Among the lines of the material, copy those that hold the string "args".
----------
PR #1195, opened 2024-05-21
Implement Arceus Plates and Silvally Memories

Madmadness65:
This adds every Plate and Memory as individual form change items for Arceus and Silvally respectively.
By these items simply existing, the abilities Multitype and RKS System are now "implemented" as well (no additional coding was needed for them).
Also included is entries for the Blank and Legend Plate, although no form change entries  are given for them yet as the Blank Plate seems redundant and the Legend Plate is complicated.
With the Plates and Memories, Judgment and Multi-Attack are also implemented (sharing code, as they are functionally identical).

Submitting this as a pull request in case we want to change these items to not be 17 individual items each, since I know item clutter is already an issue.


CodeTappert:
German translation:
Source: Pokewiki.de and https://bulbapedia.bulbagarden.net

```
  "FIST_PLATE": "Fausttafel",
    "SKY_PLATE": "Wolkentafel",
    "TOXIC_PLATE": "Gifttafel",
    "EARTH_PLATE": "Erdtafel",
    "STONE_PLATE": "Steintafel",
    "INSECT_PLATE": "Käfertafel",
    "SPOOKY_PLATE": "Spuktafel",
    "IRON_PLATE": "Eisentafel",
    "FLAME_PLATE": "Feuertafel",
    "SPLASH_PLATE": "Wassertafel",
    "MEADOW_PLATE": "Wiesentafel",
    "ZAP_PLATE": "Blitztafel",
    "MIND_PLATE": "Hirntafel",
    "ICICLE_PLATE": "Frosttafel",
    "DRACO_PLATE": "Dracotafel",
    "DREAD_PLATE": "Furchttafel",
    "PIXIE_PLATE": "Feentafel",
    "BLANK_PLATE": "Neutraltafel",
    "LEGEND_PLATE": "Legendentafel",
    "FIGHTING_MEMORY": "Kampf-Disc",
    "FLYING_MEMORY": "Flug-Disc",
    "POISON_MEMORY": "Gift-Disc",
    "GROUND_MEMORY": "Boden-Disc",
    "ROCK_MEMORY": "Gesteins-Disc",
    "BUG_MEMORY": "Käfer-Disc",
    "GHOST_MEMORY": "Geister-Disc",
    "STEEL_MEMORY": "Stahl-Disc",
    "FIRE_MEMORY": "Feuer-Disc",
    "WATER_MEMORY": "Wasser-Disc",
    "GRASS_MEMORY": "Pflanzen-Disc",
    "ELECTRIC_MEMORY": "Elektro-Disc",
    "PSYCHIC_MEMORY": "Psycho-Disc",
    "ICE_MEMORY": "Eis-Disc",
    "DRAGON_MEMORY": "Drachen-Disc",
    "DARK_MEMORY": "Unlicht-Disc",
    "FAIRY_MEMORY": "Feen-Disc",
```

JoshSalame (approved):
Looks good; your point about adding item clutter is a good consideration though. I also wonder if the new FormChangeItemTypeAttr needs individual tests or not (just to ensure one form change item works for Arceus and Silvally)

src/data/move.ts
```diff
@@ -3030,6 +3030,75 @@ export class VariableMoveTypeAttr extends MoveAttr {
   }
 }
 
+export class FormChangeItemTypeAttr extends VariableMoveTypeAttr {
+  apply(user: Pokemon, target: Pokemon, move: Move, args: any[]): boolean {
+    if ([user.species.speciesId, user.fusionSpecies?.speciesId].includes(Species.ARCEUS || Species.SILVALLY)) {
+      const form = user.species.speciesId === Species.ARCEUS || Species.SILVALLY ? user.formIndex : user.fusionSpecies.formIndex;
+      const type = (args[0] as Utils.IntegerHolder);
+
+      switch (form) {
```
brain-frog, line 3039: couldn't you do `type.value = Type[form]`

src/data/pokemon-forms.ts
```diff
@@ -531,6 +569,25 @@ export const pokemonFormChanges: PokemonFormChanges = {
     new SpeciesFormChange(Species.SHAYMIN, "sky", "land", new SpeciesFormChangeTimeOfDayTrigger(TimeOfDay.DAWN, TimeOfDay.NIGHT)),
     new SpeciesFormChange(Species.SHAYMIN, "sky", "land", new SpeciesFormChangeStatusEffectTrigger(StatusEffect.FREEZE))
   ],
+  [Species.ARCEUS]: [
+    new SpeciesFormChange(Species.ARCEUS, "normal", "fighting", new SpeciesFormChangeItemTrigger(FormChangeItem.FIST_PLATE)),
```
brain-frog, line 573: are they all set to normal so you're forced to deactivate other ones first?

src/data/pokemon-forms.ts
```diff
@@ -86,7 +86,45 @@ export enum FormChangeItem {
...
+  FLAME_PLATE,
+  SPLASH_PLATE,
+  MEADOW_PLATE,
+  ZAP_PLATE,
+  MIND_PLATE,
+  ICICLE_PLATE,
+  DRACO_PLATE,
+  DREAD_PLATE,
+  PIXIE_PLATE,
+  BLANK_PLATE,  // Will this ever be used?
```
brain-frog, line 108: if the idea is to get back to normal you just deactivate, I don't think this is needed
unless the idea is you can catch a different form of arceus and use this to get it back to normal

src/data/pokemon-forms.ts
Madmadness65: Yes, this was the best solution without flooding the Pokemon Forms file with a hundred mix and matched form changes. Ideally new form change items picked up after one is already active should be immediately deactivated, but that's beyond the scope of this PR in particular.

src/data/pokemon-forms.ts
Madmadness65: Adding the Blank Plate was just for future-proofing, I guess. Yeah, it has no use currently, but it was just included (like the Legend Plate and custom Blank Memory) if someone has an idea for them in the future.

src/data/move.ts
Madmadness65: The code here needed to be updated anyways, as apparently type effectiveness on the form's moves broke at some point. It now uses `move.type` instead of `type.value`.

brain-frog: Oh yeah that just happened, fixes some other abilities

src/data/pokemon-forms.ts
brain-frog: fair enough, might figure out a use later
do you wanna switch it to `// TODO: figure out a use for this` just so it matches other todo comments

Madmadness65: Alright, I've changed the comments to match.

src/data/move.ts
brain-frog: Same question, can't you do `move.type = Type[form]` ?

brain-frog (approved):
----------
TASK RESULT
+  apply(user: Pokemon, target: Pokemon, move: Move, args: any[]): boolean {
+      const type = (args[0] as Utils.IntegerHolder);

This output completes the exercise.